# Switch Recommendation



## Tristan (Feb 22, 2019)

Hi All! We are redoing all of our lighting in one of our spaces. I've got pretty much everything nailed down except for the switch. One hangup is deciding if we need a managed or unmanaged switch. From what I've gathered, a lot of people say to get an unmanaged switch so it won't interrupt the flow of data. But, some of the fixtures suggest getting a switch with IGM (Internet Group Management), which seems to come on managed switches. I'm not sure if this is entirely required. We will have a relatively small rig of Art-net and sACN hardware. Any suggestions for switches? I'd need a rackmount switch with at least 16 ports and POE. Also, some smaller portable switches.


----------



## SteveB (Feb 22, 2019)

Curious what fixtures suggest managed. 

I’d go unmanaged on the keep it simple theory, also for the smaller, make sure they do PoE.

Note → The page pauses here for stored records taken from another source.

PR #35, opened 2020-07-23
Per table filtering 

### LINKED ISSUE #13: Support Per-Table Column Filtering
Display the tables users have selected, and display every column in the table with a filtering box. Apply user's input filtering to build the query when the user clicks on the button.

sasymer:
- Complete per table filtering for Strings, Ints, and Booleans (primitives)
- Add binding for WHERE condition values
- Add empty message to table if it has no rows with the applied filters
- Fix some indentation issues in javascript files

http://play-user-data-beetle.appspot.com/splash.html


src/main/java/com/google/sps/servlets/QueryFactory.java
```diff
@@ -24,14 +31,67 @@ static Statement buildSchemaQuery(String table) {
...
+    }
+    return loopCount;
   }
 
+  //TODO add types other than primitives
+  private static void appendCondition(String filterValue, Statement.Builder builder, String colType, String colName) {
+    String condString = colName + " = @" + colName;
+    switch (colType) {
+      case "STRING": 
+      case "DATE":
```
jiaxinz-g: I am curious does DATE typed column can be bind to a string value? It seems in https://googleapis.dev/java/google-cloud-spanner/latest/com/google/cloud/spanner/ValueBinder.html, there is a to(com.google.cloud.Date value) method, which hints that we need to create a Date variable first, like what you do for Timestamp.

src/main/java/com/google/sps/servlets/QueryFactory.java
```diff
@@ -24,14 +31,67 @@ static Statement buildSchemaQuery(String table) {
...
+      appendCondition(value, builder, colSchema.schemaType(), colName);
+      loopCount++;
+    }
+    return loopCount;
   }
 
+  //TODO add types other than primitives
+  private static void appendCondition(String filterValue, Statement.Builder builder, String colType, String colName) {
+    String condString = colName + " = @" + colName;
+    switch (colType) {
```
jiaxinz-g, line 74: Would be more comprehensive if the switch handles all types in https://googleapis.dev/java/google-cloud-spanner/latest/com/google/cloud/spanner/Type.Code.html, but I think it looks great already, can do this in a follow up PR if you have time.

jiaxinz-g (approved):

src/main/java/com/google/sps/servlets/QueryFactory.java
sasymer: It seemed to work when I treated it like a String.

sasymer: It seemed like it worked as a String when I tried it, but I converted to Date just to be safe.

As well, I assume you are comfortable with mixed ArtNet AND sACN ?, I wouldn’t be and would do all one or the other, but I dealing with ETC gear which is sACN anyway.


----------



## Rob (Feb 22, 2019)

Hi Tristan,
I'm Robert from Pathway Connectivity. We make the Via line of entertainment switches. Clearly we wouldn't go through the effort of designing and manufacturing switches if 'any old' switch would do. Our switches are consistently specified on Broadway, in the Rock touring market and on major events like the Academy Awards this weekend or the Super Bowl half time show for the past seven years. 

Often dead-dumb switches are not sufficient enough for today's entertainment protocols like Art-Net, sACN and Dante, so you end up using higher end switches from the likes of Cisco and those quite literally require you to got to school to learn how to manage them. Our switches were designed by us and we we understand what is needed in the theatre. In fact, we have multiple engineers on the ESTA Control Protocol Working Group and many of our names are on the standards you already use. Some of the reasons you want to specify an "Entertainment Class Switch" include:

Front Panel Management without a PC
Bandwidth monitor per port
easy VLAN setup
IGMP snooping and querier per-VLAN ensures efficient multi-cast packet routing
DHCP per VLAN
Dante-compliant QoS settings (simple on/off from front panel)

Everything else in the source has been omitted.